Conditional Variance: Is it a random variable? Let's X, Y are random variables (i.e. each one maps elements of a sample space to real numbers). In particular, let's  X is such that  $X:\Omega \rightarrow \mathcal{R}$, where $\Omega=\{\omega_1, ..., \omega_n \}$  and $X(\omega_i)=i$
Then the conditional variance $Var(Y|X(\omega_i))$ is a random variable because it maps an element of a sample space of $\Omega$ to $\mathcal{R}$.
Now consider $Var(Y|X(\omega_i)=1 \bigcup X(\omega_i)=2)$ This expression maps a set $\{\omega_1, \omega_2 \}$ to  $\mathcal{R}$. So, it seems no more to satisfy the definition of a random variable. Then what is it? A measure? Perhaps no. 
Thank you for answering.
 A: By definition,
$$
\textrm{Var}(Y\mid X):=\mathbb E\bigl[\bigl(Y-\mathbb E(Y\mid X)\bigr)^2\mid X\Bigr]=\mathbb E(Y^2\mid X)-\mathbb E(Y\mid X)^2.
$$
Thus, the conditional variance is a random variable, in the same way that the conditional expectation $\mathbb E(Y\mid X)$ is. Conceptually, the variance is the "same type of object" as the expectation, in this regard.
Now, one may also consider an event $A\subseteq \Omega$ (the sample space) and ask what is $\textrm{Var}(Y\mid A)$. And it follows the exact same behavior as the conditional expectation, namely that we define
$$
\textrm{Var}(Y\mid A):=\mathbb E\bigl[\bigl(Y-\mathbb E(Y\mid A)\bigr)^2\mid A\Bigr]=\mathbb E(Y^2\mid A)-\mathbb E(Y\mid A)^2.
$$
By definition, $$\mathbb E(Y\mid A):=\frac{\mathbb E(Y\cdot 1_A)}{\mathbb E(1_A)},$$
where $1_A$ denotes the indicator of the set $A$. It is a random variable taking the value $1$ on $A$ and $0$ off $A$. Note also that $\mathbb E(1_A)=\mathbb P(A)$, I just wrote it that way in the denominator of the formula for consistency with the numerator.

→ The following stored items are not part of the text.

PR #3110, opened 2025-10-03
Use isGoogleAdsReady property instead of hasGoogleAdsConnection during onboarding

asvinb:

Closes https://linear.app/a8c/issue/GOOWOO-204/google-ads-card-disappears-when-account-creation-limit-is-reached

1. Go through the onboarding process and test different scenarios such as
	* creating a new Ads account
	* connecting an existing account
	* claim an Ads account
	* auto Ads account creation if there is none

### Changelog entry

> Fix - Use isGoogleAdsReady property instead of hasGoogleAdsConnection during the onboarding process.

### DIFF
--- a/js/src/components/ads-account-select-control/index.js
+++ b/js/src/components/ads-account-select-control/index.js
@@ -10,6 +10,7 @@ import { getSetting } from '@woocommerce/settings'; // eslint-disable-line impor
 import AppSelectControl from '~/components/app-select-control';
 import useExistingGoogleAdsAccounts from '~/hooks/useExistingGoogleAdsAccounts';
 import useGoogleAdsAccount from '~/hooks/useGoogleAdsAccount';
+import useGoogleAdsAccountReady from '~/hooks/useGoogleAdsAccountReady';
 
 /**
  * @param {Object} props The component props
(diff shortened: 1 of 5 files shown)


joemcgill (changes requested):
@asvinb apologies for taking so long to getting around to reviewing this. Now that I'm reviewing with fresh eyes, I'm unsure that the approach you've proposed across the PR is ideal, given what the `isGoogleAdsReady` and `hasGoogleAdsConnection` properties actually represent.

As I understand it from the reading the code, `hasGoogleAdsConnection` is meant to represent that a Google Ads account ID has been connected to the plugin. However, even when a connection is established, the setup might not yet be completed until later in the onboarding process ([see reference](https://github.com/woocommerce/google-listings-and-ads/blob/d23bdb504bce1ed8a10a4bd92608aeb5137fbe60/js/src/hooks/useGoogleAdsAccount.js#L41-L49)). In many cases, this is actually the appropriate property, because we may still need the user to accept the account linking invite, or set up billing.

`isGoogleAdsReady` on the other hand, is only true if a connection has been established, the account invite has been accepted (i.e., the user has access to make API requests against the account), and the account setup has completed or at least gotten past any of the optional setup steps (e.g., link_merchant, billing). [See ref](https://github.com/woocommerce/google-listings-and-ads/blob/d23bdb504bce1ed8a10a4bd92608aeb5137fbe60/js/src/hooks/useGoogleAdsAccountReady.js#L42-L46).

Per the discussion below, there was an even more basic question that I should clarify. A random variable is a function from the sample space $\Omega$ to the real numbers. This means it assigns a real number to each element $\omega\in \Omega$. On the other hand, when we condition on an event we obtain a set function on $\Omega$, or in other words, a function that assigns values to subsets of $\Omega$ and not to individual elements of $\Omega$. In this case, being even more precise, we have a partially defined set function which means that not every subset is assigned a value - it is only those subsets which are measurable and are assigned a positive measure for which the conditional variance is defined.

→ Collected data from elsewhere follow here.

PR #48, opened 2015-10-20
Add background-color to card.

pat270:
http://liferay.github.io/lexicon/content/extending-cards/ have no background-color by default. It doesn't fit well if the body's background-color is another color other than white.


natecavanaugh:
View total diff: https://github.com/liferay/lexicon/compare/b9f4eef60b...ce6a7fa989

PR #52, opened 2015-10-26
Atlas control-label class should be styled like label and fix html cl…

pat270:
…osing tag in docs

Hey @natecavanaugh, there are no examples in Lexicon where we use the class ```control-label``` without the label element, but in portal there are cases like ```<span class="control-label"> Radio </span>``` to label a group of radio buttons.


natecavanaugh:

View just my changes: https://github.com/liferay/lexicon/compare/pat270:fd6d1df0e1...0c027f9ac9
View total diff: https://github.com/liferay/lexicon/compare/c80740ddd0...0c027f9ac9

PR #54, opened 2015-10-26
Move clamp css to its own file and update table example

pat270:
Updated http://liferay.github.io/lexicon/content/tables/ content to use something similar to portal.


natecavanaugh:
Heya Patrick,
Can you resend, there's a rebase error.
Thanks!

PR #56, opened 2015-10-27
Atlas header-toolbar-default divider shouldnt show if there is only o…

pat270:
…ne item

http://liferay.github.io/lexicon/content/header/#header-toolbar-default

Border shouldn't show if there is only one item in the first toolbar-group.


natecavanaugh:
View total diff: https://github.com/liferay/lexicon/compare/0c027f9ac9...275a06ab7d

PR #57, opened 2015-10-27
Update headings selector and reorganize sections

pat270:
This update targets only section headings, the only place it doesn't work is http://liferay.github.io/lexicon/content/typography/#headings.


natecavanaugh:
View total diff: https://github.com/liferay/lexicon/compare/0053f88580...8f9a0e7bc4

PR #72, opened 2015-11-13
Breaking: Remove tabular-list-group in favor of list-group-card

pat270:
http://liferay.github.io/lexicon/content/list-groups/

This feature removes tabular-list-group and uses list-group-card as the primary way of creating checkable list-group-items. List-group-card uses a checkbox hack to style the list-group-item based on the state of the checkbox (no js required). Clicking links inside the label won't cause the checkbox to be clicked.


natecavanaugh:
Heya Patrick,
Since this one has gone stale, I'm going to close it (sorry that the timing never worked out on merging it).
I think for this one, we'll need to keep it on the roadmap to change for 2.0.

Thanks Patrick,

PR #76, opened 2015-11-25
Breaking: Toggle Switch and Toggle Card should work with SVG Icons

pat270:
http://liferay.github.io/lexicon/content/toggles/

Changed markup/css of Toggle Switch and Card to accomodate SVG Icons
Reorganize demo page


natecavanaugh:
Heya Patrick,
Since this one has gone stale, I'm going to close it (sorry that the timing never worked out on merging it).

If you have a chance, could you take a look at implementing this change in a non-breaking way?

If not, we can keep it on the roadmap to change for 2.0.

Thanks Patrick,

PR #85, opened 2015-12-07
Update: Fixes #81 add support for placing text around toggle-switch

### LINKED ISSUE #81: Add support for placing text inside of the toggle's switch-handle
Right now, if you add text into the `.toggle-switch-handle` element, it will butt up against the toggle switch.
There are cases where someone may prefer to augment the `data-label-*` attributes with persistent text, or just use text with HTML elements inside of it, and forego the `data-label-*` attributes altogether.

The idea Patrick and I came up with was to support this by wrapping the text inside of a span with `toggle-switch-text` as the class name.
That will give it the same appearance as the `data-label-*` attributes.

pat270:
Resending because it was sent it against the wrong branch.

http://liferay.github.io/lexicon/content/toggles/

I ended up putting .toggle-switch-text outside of .toggle-switch-bar. This allows us to place text on every side of the switch.

### DIFF
--- a/src/content/toggles.html
+++ b/src/content/toggles.html
@@ -45,6 +45,8 @@ section: Components
 
 <div class="row">
 	<div class="col-md-12">
+		<h3>Toggle Switch with Data Attributes</h3>
+
 		<blockquote class="blockquote-sm blockquote-success" style="margin-top:15px;">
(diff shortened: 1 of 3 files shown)


natecavanaugh:

View just my changes: https://github.com/liferay/lexicon/compare/pat270:e98e6c9c9d...49d4861df8
View total diff: https://github.com/liferay/lexicon/compare/e63db3c224...49d4861df8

To compare and contrast the two types of mathematical objects, conditional variance with respect to a random variable is a function from $\Omega$ to $\mathbb R$, whereas conditional variance with respect to an event is a partially defined function from $P(\Omega)$ to $\mathbb R$ (the power set of $\Omega)$.
A: Actually as $\{ \omega_1, \omega_2 \} \in \Omega \oplus \Omega$ and that the latter is an equally valid sample space, it would no less satisfy the definition of a random variable.